§ **Task brief**:
The answer must consist of every line from the data that holds the string "initialized".

§ **Provided records**:

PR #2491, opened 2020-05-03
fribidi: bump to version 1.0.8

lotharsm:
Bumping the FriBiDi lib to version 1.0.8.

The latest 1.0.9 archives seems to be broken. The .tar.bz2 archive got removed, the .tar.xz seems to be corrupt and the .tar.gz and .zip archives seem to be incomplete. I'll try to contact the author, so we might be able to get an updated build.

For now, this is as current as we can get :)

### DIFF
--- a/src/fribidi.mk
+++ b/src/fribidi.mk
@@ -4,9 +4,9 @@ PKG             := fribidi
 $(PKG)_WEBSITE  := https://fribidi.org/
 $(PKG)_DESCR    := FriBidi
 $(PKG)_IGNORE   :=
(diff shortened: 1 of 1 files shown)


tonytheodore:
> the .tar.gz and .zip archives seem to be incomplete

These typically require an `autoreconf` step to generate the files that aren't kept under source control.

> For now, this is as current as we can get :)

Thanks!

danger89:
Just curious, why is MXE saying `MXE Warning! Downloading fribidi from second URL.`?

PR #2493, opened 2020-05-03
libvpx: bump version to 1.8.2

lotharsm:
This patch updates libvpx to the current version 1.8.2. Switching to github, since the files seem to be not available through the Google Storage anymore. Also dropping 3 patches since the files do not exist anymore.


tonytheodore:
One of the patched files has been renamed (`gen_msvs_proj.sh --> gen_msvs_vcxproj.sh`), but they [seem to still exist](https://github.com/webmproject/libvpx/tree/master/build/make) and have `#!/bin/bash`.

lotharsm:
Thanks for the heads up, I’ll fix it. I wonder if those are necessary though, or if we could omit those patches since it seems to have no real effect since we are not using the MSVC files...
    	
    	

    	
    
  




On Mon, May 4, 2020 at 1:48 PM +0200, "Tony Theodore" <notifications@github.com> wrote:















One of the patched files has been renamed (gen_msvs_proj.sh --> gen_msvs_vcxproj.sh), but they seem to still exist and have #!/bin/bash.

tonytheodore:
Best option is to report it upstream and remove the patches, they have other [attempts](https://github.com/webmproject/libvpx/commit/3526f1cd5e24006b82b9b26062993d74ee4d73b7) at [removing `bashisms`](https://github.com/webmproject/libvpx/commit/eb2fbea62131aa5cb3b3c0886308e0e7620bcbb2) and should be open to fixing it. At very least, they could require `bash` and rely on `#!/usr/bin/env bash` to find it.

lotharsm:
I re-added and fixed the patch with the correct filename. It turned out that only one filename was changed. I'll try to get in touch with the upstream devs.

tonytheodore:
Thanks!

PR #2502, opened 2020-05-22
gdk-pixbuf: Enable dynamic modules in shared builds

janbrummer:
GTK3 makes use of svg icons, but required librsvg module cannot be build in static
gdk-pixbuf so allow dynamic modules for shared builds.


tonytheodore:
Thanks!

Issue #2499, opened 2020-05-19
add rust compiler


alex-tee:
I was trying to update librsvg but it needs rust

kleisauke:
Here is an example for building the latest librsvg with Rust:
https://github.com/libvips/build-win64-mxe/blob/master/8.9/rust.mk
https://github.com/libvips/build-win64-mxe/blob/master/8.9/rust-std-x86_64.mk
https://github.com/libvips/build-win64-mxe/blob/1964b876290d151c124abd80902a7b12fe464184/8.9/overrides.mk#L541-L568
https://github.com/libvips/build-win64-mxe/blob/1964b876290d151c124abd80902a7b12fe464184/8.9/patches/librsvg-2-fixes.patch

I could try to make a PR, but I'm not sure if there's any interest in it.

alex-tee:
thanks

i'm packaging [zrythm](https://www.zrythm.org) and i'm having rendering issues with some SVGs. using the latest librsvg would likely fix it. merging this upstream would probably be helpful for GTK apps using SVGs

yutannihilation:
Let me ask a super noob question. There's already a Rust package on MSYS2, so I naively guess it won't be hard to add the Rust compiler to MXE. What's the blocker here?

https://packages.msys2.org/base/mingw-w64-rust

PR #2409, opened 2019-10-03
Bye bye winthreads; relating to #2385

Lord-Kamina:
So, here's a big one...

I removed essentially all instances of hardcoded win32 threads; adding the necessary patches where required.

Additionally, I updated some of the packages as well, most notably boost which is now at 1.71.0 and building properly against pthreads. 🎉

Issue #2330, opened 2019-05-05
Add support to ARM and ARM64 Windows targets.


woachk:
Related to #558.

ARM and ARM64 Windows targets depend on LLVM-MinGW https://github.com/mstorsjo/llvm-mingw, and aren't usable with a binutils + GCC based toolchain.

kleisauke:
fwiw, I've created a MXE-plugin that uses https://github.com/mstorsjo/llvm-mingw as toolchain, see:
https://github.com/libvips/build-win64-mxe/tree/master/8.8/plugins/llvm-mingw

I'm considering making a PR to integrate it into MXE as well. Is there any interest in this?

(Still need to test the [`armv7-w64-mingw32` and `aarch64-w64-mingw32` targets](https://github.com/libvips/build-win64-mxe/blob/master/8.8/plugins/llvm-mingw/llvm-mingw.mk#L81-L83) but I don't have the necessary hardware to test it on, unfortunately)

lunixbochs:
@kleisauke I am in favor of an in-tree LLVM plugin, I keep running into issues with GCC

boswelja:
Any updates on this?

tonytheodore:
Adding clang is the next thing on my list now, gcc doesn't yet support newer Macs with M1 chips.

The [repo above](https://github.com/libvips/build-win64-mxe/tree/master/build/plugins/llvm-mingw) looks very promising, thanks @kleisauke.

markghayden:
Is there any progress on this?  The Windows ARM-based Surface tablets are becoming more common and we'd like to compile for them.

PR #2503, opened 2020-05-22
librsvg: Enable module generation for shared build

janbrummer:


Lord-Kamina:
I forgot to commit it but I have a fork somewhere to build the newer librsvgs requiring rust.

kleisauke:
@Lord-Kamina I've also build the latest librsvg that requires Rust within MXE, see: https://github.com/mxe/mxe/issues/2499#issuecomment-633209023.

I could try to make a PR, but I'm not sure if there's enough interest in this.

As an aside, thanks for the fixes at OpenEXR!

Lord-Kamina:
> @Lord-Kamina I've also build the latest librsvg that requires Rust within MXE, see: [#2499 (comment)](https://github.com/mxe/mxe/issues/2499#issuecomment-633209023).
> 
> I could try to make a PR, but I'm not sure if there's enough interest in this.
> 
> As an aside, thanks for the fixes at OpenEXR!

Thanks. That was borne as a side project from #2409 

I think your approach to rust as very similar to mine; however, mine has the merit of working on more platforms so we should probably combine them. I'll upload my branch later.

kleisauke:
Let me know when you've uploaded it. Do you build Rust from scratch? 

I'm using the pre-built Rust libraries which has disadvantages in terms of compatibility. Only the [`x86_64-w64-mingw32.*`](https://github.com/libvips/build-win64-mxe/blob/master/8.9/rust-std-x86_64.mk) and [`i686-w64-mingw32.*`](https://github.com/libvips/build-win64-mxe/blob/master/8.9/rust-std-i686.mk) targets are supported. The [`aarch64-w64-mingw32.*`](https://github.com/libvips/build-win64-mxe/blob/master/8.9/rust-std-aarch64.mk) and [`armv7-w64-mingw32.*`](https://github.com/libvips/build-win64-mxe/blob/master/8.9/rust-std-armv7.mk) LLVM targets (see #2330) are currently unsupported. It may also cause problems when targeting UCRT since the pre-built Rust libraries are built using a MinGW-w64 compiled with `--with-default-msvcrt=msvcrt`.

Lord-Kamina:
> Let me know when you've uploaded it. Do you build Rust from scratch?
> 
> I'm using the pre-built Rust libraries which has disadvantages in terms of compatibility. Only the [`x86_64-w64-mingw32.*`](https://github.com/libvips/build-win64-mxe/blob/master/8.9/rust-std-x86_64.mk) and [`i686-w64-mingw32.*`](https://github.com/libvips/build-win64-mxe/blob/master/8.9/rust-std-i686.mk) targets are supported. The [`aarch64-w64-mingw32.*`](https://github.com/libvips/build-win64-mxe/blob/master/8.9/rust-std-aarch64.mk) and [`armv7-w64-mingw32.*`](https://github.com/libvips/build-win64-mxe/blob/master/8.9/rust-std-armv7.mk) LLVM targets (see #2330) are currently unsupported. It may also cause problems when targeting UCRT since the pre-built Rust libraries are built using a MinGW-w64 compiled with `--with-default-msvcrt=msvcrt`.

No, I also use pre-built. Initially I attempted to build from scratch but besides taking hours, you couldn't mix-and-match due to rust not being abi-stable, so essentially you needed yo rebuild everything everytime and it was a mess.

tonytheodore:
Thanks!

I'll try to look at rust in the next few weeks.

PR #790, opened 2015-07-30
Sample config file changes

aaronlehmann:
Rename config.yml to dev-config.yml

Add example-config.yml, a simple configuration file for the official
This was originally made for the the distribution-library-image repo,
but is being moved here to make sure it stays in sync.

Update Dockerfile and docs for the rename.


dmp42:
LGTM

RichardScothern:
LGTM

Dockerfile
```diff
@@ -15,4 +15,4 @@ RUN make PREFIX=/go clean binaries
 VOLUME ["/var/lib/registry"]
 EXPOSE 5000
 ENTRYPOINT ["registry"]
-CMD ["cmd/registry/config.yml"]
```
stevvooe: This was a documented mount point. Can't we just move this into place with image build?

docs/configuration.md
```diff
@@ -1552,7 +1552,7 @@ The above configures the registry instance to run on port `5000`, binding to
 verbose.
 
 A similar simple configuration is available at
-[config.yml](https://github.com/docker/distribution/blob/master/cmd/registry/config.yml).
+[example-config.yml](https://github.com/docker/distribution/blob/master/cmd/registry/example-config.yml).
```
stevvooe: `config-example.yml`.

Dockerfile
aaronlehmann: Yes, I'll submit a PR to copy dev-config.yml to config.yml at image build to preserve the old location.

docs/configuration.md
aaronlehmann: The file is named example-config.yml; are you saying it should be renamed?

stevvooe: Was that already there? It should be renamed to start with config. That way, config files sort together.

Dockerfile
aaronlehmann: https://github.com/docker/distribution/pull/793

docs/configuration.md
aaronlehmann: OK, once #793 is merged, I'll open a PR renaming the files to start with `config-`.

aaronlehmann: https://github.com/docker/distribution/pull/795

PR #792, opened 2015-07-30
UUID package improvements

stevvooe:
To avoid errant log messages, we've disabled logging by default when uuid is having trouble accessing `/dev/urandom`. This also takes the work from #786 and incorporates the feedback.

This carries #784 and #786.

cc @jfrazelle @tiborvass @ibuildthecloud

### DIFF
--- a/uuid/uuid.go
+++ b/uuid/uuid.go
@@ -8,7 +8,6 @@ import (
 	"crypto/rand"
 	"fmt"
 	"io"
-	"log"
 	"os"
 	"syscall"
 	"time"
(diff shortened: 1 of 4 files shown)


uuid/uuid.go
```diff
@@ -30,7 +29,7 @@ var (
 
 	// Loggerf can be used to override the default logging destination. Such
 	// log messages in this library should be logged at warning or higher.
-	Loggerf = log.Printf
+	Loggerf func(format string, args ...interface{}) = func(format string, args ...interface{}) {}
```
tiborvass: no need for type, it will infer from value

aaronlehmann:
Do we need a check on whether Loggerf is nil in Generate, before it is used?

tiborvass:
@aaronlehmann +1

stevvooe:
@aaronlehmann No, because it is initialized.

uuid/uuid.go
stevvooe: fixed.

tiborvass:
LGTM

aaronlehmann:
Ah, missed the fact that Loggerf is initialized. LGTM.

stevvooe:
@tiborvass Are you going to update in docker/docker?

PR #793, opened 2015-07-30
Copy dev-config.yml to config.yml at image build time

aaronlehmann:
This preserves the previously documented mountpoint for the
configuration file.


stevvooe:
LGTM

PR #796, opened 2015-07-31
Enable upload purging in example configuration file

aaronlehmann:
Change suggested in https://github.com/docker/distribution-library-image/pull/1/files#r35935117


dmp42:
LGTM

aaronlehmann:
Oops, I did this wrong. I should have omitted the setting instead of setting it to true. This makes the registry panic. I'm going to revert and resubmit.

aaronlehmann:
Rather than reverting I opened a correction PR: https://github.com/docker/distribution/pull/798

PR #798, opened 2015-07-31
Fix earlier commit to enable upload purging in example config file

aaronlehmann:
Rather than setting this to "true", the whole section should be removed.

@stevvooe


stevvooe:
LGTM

§ **Written answer**:
@aaronlehmann No, because it is initialized.
Ah, missed the fact that Loggerf is initialized. LGTM.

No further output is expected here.